Search code examples
pythonjsonutf-8flask

python jsonify dictionary in utf-8


I want to get json data into utf-8

I have a list my_list = []

and then many appends unicode values to the list like this

my_list.append(u'ტესტ')

return jsonify(result=my_list)

and it gets

{
"result": [
"\u10e2\u10d4\u10e1\u10e2",
"\u10e2\u10dd\u10db\u10d0\u10e8\u10d5\u10d8\u10da\u10d8"
]
}

Solution

  • Use the standard-library json module instead, and set the ensure_ascii keyword parameter to False when encoding, or do the same with flask.json.dumps():

    >>> data = u'\u10e2\u10d4\u10e1\u10e2'
    >>> import json
    >>> json.dumps(data)
    '"\\u10e2\\u10d4\\u10e1\\u10e2"'
    >>> json.dumps(data, ensure_ascii=False)
    u'"\u10e2\u10d4\u10e1\u10e2"'
    >>> print json.dumps(data, ensure_ascii=False)
    "ტესტ"
    >>> json.dumps(data, ensure_ascii=False).encode('utf8')
    '"\xe1\x83\xa2\xe1\x83\x94\xe1\x83\xa1\xe1\x83\xa2"'
    

    Note that you still need to explicitly encode the result to UTF8 because the dumps() function returns a unicode object in that case.

    You can make this the default (and use jsonify() again) by setting JSON_AS_ASCII to False in your Flask app config.

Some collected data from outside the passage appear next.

PR #4075, opened 2025-01-06
support-python-private-classifier

### LINKED ISSUE #3968: Support Python private packages

VarshaUN:
Fixes #3968 

### Tasks

Signed-off-by : Varsha U N <varshaun58@gmail.com>


src/packagedcode/pypi.py
```diff
@@ -542,8 +544,10 @@ def parse(cls, location, package_only=False):
             keywords=get_keywords(project_data),
             parties=get_pyproject_toml_parties(project_data),
             dependencies=dependencies,
+            is_private=is_private,
             extra_data=extra_data,
-            **urls,
+            homepage_url=urls.get('homepage'),
```
AyanSinhaMahapatra: I don't think the change makes sense here, we should just include the `**urls` like before.

src/packagedcode/pypi.py
```diff
@@ -517,6 +517,8 @@ def parse(cls, location, package_only=False):
         if license_file:
             extra_data['license_file'] = license_file
 
+        classifiers = project_data.get('classifiers', [])
+        is_private = any('Private ::' in classifier for classifier in classifiers)
```
AyanSinhaMahapatra: Can you move these lines up to before https://github.com/aboutcode-org/scancode-toolkit/pull/4075/files#diff-166f21bb085d47341daf98771ee29cd76e2f68ddeb34b8eb981a9d1f3b05e8b9R514, and pass is_private as an argument to the `get_urls()` function too?

Then inside the `get_urls()` function, we need not call the `get_pypi_urls()` function as we do not have this package at pypi if `is_private` is `True`. Because repository_homepage_url, repository_download_url and api_data_url are all pypi.org URLs for public packages.

AyanSinhaMahapatra (changes requested):
@VarshaUN Thanks++ for the PR, this is looking great.
See comments for some small improvements and we can merge after that.
Apologies for the late review. :sweat_smile:

src/packagedcode/pypi.py
VarshaUN: Yes , sure but what if is_private is false , so I just added an if-else in `get_urls`

VarshaUN:
@AyanSinhaMahapatra  I have made the changes you told me , Kindly review it . Thanks!

src/packagedcode/pypi.py
AyanSinhaMahapatra: That is what I meant, we were already handling the is_private False calse, so we needed to handle the private package case correctly here.

src/packagedcode/pypi.py
```diff
@@ -2281,7 +2286,7 @@ def get_pypi_urls(name, version, **kwargs):
     )
 
 
-def get_urls(metainfo, name, version, poetry=False):
+def get_urls(metainfo, name, version,is_private, poetry=False):
```
AyanSinhaMahapatra:
```suggestion
def get_urls(metainfo, name, version, is_private=False, poetry=False):
```

If you don't add defaults to a function you just added, this will fail at all the places this function is being invoked other than in the `PyprojectTomlHandler.parse()` function.

And you can see the test failures at https://dev.azure.com/nexB/scancode-toolkit/_build/results?buildId=15878&view=logs&j=1412dbfa-421a-5a40-8ddf-7073fc46aa19

You should run all the tests for a module you are changing locally before you push any code, making sure they pass. In this case tests/packagedcode/test_pypi.py

src/packagedcode/pypi.py
```diff
@@ -511,6 +511,9 @@ def parse(cls, location, package_only=False):
         description = project_data.get('description') or ''
         description = description.strip()
 
+        classifiers = project_data.get('classifiers', [])
+        is_private = any('Private ::' in classifier for classifier in classifiers)
```
AyanSinhaMahapatra: On further investigation, it seems this is present in other kinds of python package manifests too, like:
- [`setup.py`](https://github.com/search?q=%22Private+%3A%3A%22+path%3A**%2Fsetup.py&type=code&ref=advsearch) : PythonSetupPyHandler
- [`setup.cfg`](https://github.com/search?q=%22Private+%3A%3A%22+path%3A**%2Fsetup.cfg&type=code&ref=advsearch) SetupCfgHandler
- [poetry `pyproject.toml`](https://github.com/search?q=%22Private+%3A%3A%22+%22poetry%22+path%3A**%2Fpyproject.toml&type=code&ref=advsearch) : PoetryPyprojectTomlHandler
- `parse_metadata()` function which is used in multiple parsers (even though these private packages cannot be released, it can still be built and installed so these can be present in metadata files too)

You need to take these two lines out in a function and implement the logic for all these other parsers, similarly like you have done here for pyproject.toml.

Note that other pypi parsers which are lockfiles are not applicable as they don't have these classifiers.

AyanSinhaMahapatra (changes requested):
Thanks++ @VarshaUN!

A couple more related changes are required as private classifiers are used generally in other python package manifests too, not just pyproject.toml files, so please see my comments.

VarshaUN:
Hey @AyanSinhaMahapatra I have moved that two lines of code into a function in utils.py and imported it in pypi.py and used it in handlers as you have mentioned.

src/packagedcode/pypi.py
```diff
@@ -698,6 +701,8 @@ def parse(cls, location, package_only=False):
                 )
                 dependencies.append(dependency.to_dict())
 
+        is_private = is_private_package(poetry_data.get('classifiers', []))
+
```
AyanSinhaMahapatra, line 706: You have added `is_private` but you have not passed it to the `package_data` mapping below. This might be the case elsewhere too, can you check that you've done this for all cases?

It might be best to always add an example of each case of package manifests which are private package and test them with `check_packages_data` to verify we are doing this correctly i.e. the `is_private=True` for test expectation files in each case. If you don't add tests, you're more than likely to miss things and the functionality might not work.

See https://github.com/aboutcode-org/scancode-toolkit/pull/4075/#discussion_r2046764579 for examples to use as test case.

AyanSinhaMahapatra (changes requested):
@VarshaUN thanks++ for the updates to support all cases where this is seen, looking good. Could you add tests to cover all the cases, and this should be ready to merge.

Also please make sure all tests pass, and verify that the test expectation changes are intended and related to this PR: https://dev.azure.com/nexB/scancode-toolkit/_build/results?buildId=16089&view=logs&j=1412dbfa-421a-5a40-8ddf-7073fc46aa19&t=13c90161-2109-5957-f563-a96fefc7d869

src/packagedcode/utils.py
```diff
@@ -304,3 +304,6 @@ def is_simple_path(path):
 
 def is_simple_path_pattern(path):
     return path.endswith('*') and path.count('*') == 1
+
+def is_private_package(classifiers):
```
pombredanne: This should not be in utils, but in the pypi.py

    WARNING: do not include untrusted data in JSON that is not ASCII-safe, and then interpolate into a HTML template or use in a JSONP API, as you can cause syntax errors or open a cross-site scripting vulnerability this way. That's because JSON is not a strict subset of Javascript, and when disabling ASCII-safe encoding the U+2028 and U+2029 separators will not be escaped to \u2028 and \u2029 sequences.